**Exercise description**
Line by line, copy the data below exactly.

Records contained in a dataset:
▼

PR #182, opened 2022-10-18
Use serial queue to stop AudioUnits when handling errors in a render callback.

kinetiknz:
Avoids a possible deadlock inside CoreAudio if another thread calls AudioOutputUnitStop concurrently.  The thread running the render callback holds the HALB_Mutex and blocks acquiring the CAMutex inside AudioOutputUnitStop. The racing thread calling AudioOutputUnitStop holds the CAMutex and blocks acquiring the HALB_Mutex.

### DIFF
--- a/src/backend/mod.rs
+++ b/src/backend/mod.rs
@@ -439,8 +439,16 @@ extern "C" fn audiounit_input_callback(
         );
         if outframes < 0 {
             stm.stopped.store(true, Ordering::SeqCst);
-            stm.core_stream_data.stop_audiounits();
             stm.notify_state_changed(State::Error);
+            let queue = stm.queue.clone();
+            let mutexed_stm = Arc::new(Mutex::new(stm));
+            let also_mutexed_stm = Arc::clone(&mutexed_stm);
+            // Use a new thread, through the queue, to avoid deadlock when calling
+            // AudioOutputUnitStop method from inside render callback
+            queue.run_async(move || {
+                let stm_guard = also_mutexed_stm.lock().unwrap();
+                stm_guard.core_stream_data.stop_audiounits();
+            });
             return handle;
         }
         if outframes < total_input_frames {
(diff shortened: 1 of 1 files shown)


src/backend/mod.rs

▲

**Task answer**
PR #182, opened 2022-10-18
Use serial queue to stop AudioUnits when handling errors in a render callback.

kinetiknz:
Avoids a possible deadlock inside CoreAudio if another thread calls AudioOutputUnitStop concurrently.  The thread running the render callback holds the HALB_Mutex and blocks acquiring the CAMutex inside AudioOutputUnitStop. The racing thread calling AudioOutputUnitStop holds the CAMutex and blocks acquiring the HALB_Mutex.

### DIFF
--- a/src/backend/mod.rs
+++ b/src/backend/mod.rs
@@ -439,8 +439,16 @@ extern "C" fn audiounit_input_callback(
         );
         if outframes < 0 {
             stm.stopped.store(true, Ordering::SeqCst);
-            stm.core_stream_data.stop_audiounits();
             stm.notify_state_changed(State::Error);
+            let queue = stm.queue.clone();
+            let mutexed_stm = Arc::new(Mutex::new(stm));
+            let also_mutexed_stm = Arc::clone(&mutexed_stm);
+            // Use a new thread, through the queue, to avoid deadlock when calling
+            // AudioOutputUnitStop method from inside render callback
+            queue.run_async(move || {
+                let stm_guard = also_mutexed_stm.lock().unwrap();
+                stm_guard.core_stream_data.stop_audiounits();
+            });
             return handle;
         }
         if outframes < total_input_frames {
(diff shortened: 1 of 1 files shown)


src/backend/mod.rs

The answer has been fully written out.